§ Available records

PR #254, opened 2022-07-16
fix bug in trumpet numbering when creating a brass quintet score

Nick-Mazuk:
Title says it all.

### DIFF
--- a/src/score_create_brass_quintet.lua
+++ b/src/score_create_brass_quintet.lua
@@ -36,7 +36,7 @@ local function score_create_brass_quintet_score()
     local staves = {}
 
     staves.trumpet_1 = score.create_staff("Trumpet in C 1", "Tpt. 1", finale.FFUUID_TRUMPETC, "treble")
-    staves.trumpet_2 = score.create_staff("Trumpet in C 1", "Tpt. 1", finale.FFUUID_TRUMPETC, "treble")
+    staves.trumpet_2 = score.create_staff("Trumpet in C 2", "Tpt. 2", finale.FFUUID_TRUMPETC, "treble")
     -- Yes, I know, alto clef for horns. Trust me, though, it's better
     -- to read horns in alto clef when viewing the score in concert pitch.
     -- Alto clef fits the horns' concert pitch range perfectly.


rpatters1 (approved):
Lol I just saw your comment about writing the horn in alto clef. If you *really* want it to be pristine, put the horn in mezzo-soprano clef. Then the lines & spaces are the same as F transposition. (This was a suggestion from one of my comp. teachers: one that I definitely did not take. :-p)

Also, alto clef only gets you so far. To write in the bottom third of the horn's range, you really are going to need bass clef. (I mean, the horn and trombone cover pretty much exactly the same range, being the same length and all.) That said, you rarely encounter those low range notes in a brass quintet.

Alto clef as the horn clef seems definitely like the solution of a trombone player, y'all being so used to it. As a horn player, my C scores alternate the horns between treble and bass clef. I had another comp teacher who said all C clefs should be abolished. (Another suggestion I have ignored, not least because the violists would kill me.)

Cheers

jwink75:
This made me giggle, because I remember testing a version of this for Nick earlier and remember thinking "WHY are the horns in alto clef?" Nick's reasoning was both sound... and hardly conventional :)

Regarding what you said about violists and C clefs:

I just had a chorister graduate whose mother is the principal violist for the Seattle Symphony. Like many violists, she started on violin. Her daughter once confided to me that her mother STILL prefers reading in treble clef, and is apparently STILL 'converting' alto to treble clef in her head!

-Jake
On 7/16/2022 3:43:47 PM, rpatters1 ***@***.***> wrote:
@rpatters1 approved this pull request.
Lol I just saw your comment about writing the horn in alto clef. If you really want it to be pristine, put the horn in mezzo-soprano clef. Then the lines & spaces are the same as F transposition. (This was a suggestion from one of my comp. teachers: one that I definitely did not take. :-p)
Also, alto clef only gets you so far. To write in the bottom third of the horn's range, you really are going to need bass clef. (I mean, the horn and trombone cover pretty much exactly the same range, being the same length and all.) That said, you rarely encounter those low range notes in a brass quintet.
Alto clef as the horn clef seems definitely like the solution of a trombone player, y'all being so used to it. As a horn player, my C scores alternate the horns between treble and bass clef. I had another comp teacher who said all C clefs should be abolished. (Another suggestion I have ignored, not least because the violists would kill me.)
Cheers

rpatters1:
> Like many violists, she started on violin. 

Conversation overheard between professional cellist and 2 professional violists:

Cellist: My son says he wants to play the viola. (Her son is only 6 or 7.) Should he switch from violin?
Both Violists (in unison): Absolutely not!

They went on to explain that it's because the entry-level orchestra part for viola are soul-crushingly boring, esp. compared to the fiddle parts. But I was think, "Somebody has to play them." I guess not the kids with promise, though.

Nick-Mazuk:
In my opinion, there should only be 5 clefs:

1. Treble clef
2. Treble clef up the octave with the 8
3. Bass clef
4. Bass clef down the octave with the 8
5. Alto clef

For 2 and 4, these are essentially for octave transposing instruments like piccolo and string bass. Then alto clef fits nicely in that middle zone between the two clefs. With these five clefs, you cover every standard instrumental range fairly well—both in C score and transposed.

And in my opinion, the only reason why people don't like alto clef is that almost no one uses it. It really is underused and is incredibly applicable if you're willing to break away from convention.

The other C clefs only provide an incremental benefit to alto clef (at best) while causing a lot more confusion and should be abolished.

> Alto clef as the horn clef seems definitely like the solution of a trombone player, y'all being so used to it.

To be honest, I'm actually more used to tenor. Only old alto trombone parts are written in alto clef. Everything else is either bass (most common by far) or tenor (only common in standard orchestra rep).



> To write in the bottom third of the horn's range, you really are going to need bass clef.

Yes, definitely. When I need bass clef, I'll use it. Alto clef just fits very well for the vast majority of horn parts. And probably more importantly, everyone I've convinced to write horn in alto clef (for C scores) tended to write better horn parts. The tendency is almost always to avoid ledger lines—especially notes with many ledger lines. So horn parts tend to drift towards the higher end of the horns' range because that's the most natural thing to do in concert treble clef. Now a good orchestrator won't exclusively write horn in that range, but it's easier to get in the habit of doing so if you read concert alto clef.

rpatters1:
You could get rid of all the C clefs by include treble-tenor in your pantheon and eliminating alto clef. Treble tenor (treble with the 8 *under* it) is only a half step off from alto in terms of lines and spaces, falling exactly between alto and tenor C clefs. Furthermore, I would argue that treble-tenor is more common than alto clef, being used exclusively in vocal writing.

But, boy, would *that* ever bring out the torch-wielding violists.

rpatters1:
P.S. I agree that writing horn parts on standard treble frequently produces shite horn parts. My mantra about contemporary horn parts is, they are almost invariably too high, don't have enough rests, and ignore the low range. (I can't tell you how many PhD composers have looked at me in astonishment when I tell them that Beethoven and his ilk, without hesitation, wrote Bb1—the bottom note on a bassoon—for the 2nd horn.)

rpatters1:
P.P.S. I would argue that the opposite has happened to the trombone. By making at a bass clef instrument, trombone parts are frequently too low.

Nick-Mazuk:
> You could get rid of all the C clefs by including treble-tenor in your pantheon and eliminating alto clef. Treble tenor (treble with the 8 _under_ it) is only a half step off from alto in terms of lines and spaces, falling exactly between alto and tenor C clefs. Furthermore, I would argue that treble-tenor is more common than alto clef, being used exclusively in vocal writing.

Oh yeah. I never thought of using that clef. I'll try it out.

> P.S. I agree that writing horn parts on standard treble frequently produces shite horn parts. My mantra about contemporary horn parts is, they are often too high, don't have enough rests, and ignore the low range. (I can't tell you how many PhD composers have looked at me in astonishment when I tell them that Beethoven and his ilk, without hesitation, wrote Bb1—the bottom note on a bassoon—for the 2nd horn.)

+1 to all of this

> P.P.S. I would argue that the opposite has happened to the trombone. By making it a bass clef instrument, trombone parts are frequently too low.

Again, +1 to this. Tenor trombone parts are too low, and bass trombone parts are too high. Trombone is best when it's sitting outside the bass clef staff (in either direction).

rpatters1:
I tried using treble-tenor for horn parts a few times, but it seemed weird to me. I ended up going back to plain old treble/bass alternation, awkward though it is.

§ What you will do
Which lines above run from the one containing "You could get rid of all the C clefs by include" to the one containing "By making it"? Give them again exactly, both ends included.

§ Expected answer
You could get rid of all the C clefs by include treble-tenor in your pantheon and eliminating alto clef. Treble tenor (treble with the 8 *under* it) is only a half step off from alto in terms of lines and spaces, falling exactly between alto and tenor C clefs. Furthermore, I would argue that treble-tenor is more common than alto clef, being used exclusively in vocal writing.

But, boy, would *that* ever bring out the torch-wielding violists.

rpatters1:
P.S. I agree that writing horn parts on standard treble frequently produces shite horn parts. My mantra about contemporary horn parts is, they are almost invariably too high, don't have enough rests, and ignore the low range. (I can't tell you how many PhD composers have looked at me in astonishment when I tell them that Beethoven and his ilk, without hesitation, wrote Bb1—the bottom note on a bassoon—for the 2nd horn.)

rpatters1:
P.P.S. I would argue that the opposite has happened to the trombone. By making at a bass clef instrument, trombone parts are frequently too low.

Nick-Mazuk:
> You could get rid of all the C clefs by including treble-tenor in your pantheon and eliminating alto clef. Treble tenor (treble with the 8 _under_ it) is only a half step off from alto in terms of lines and spaces, falling exactly between alto and tenor C clefs. Furthermore, I would argue that treble-tenor is more common than alto clef, being used exclusively in vocal writing.

Oh yeah. I never thought of using that clef. I'll try it out.

> P.S. I agree that writing horn parts on standard treble frequently produces shite horn parts. My mantra about contemporary horn parts is, they are often too high, don't have enough rests, and ignore the low range. (I can't tell you how many PhD composers have looked at me in astonishment when I tell them that Beethoven and his ilk, without hesitation, wrote Bb1—the bottom note on a bassoon—for the 2nd horn.)

+1 to all of this

> P.P.S. I would argue that the opposite has happened to the trombone. By making it a bass clef instrument, trombone parts are frequently too low.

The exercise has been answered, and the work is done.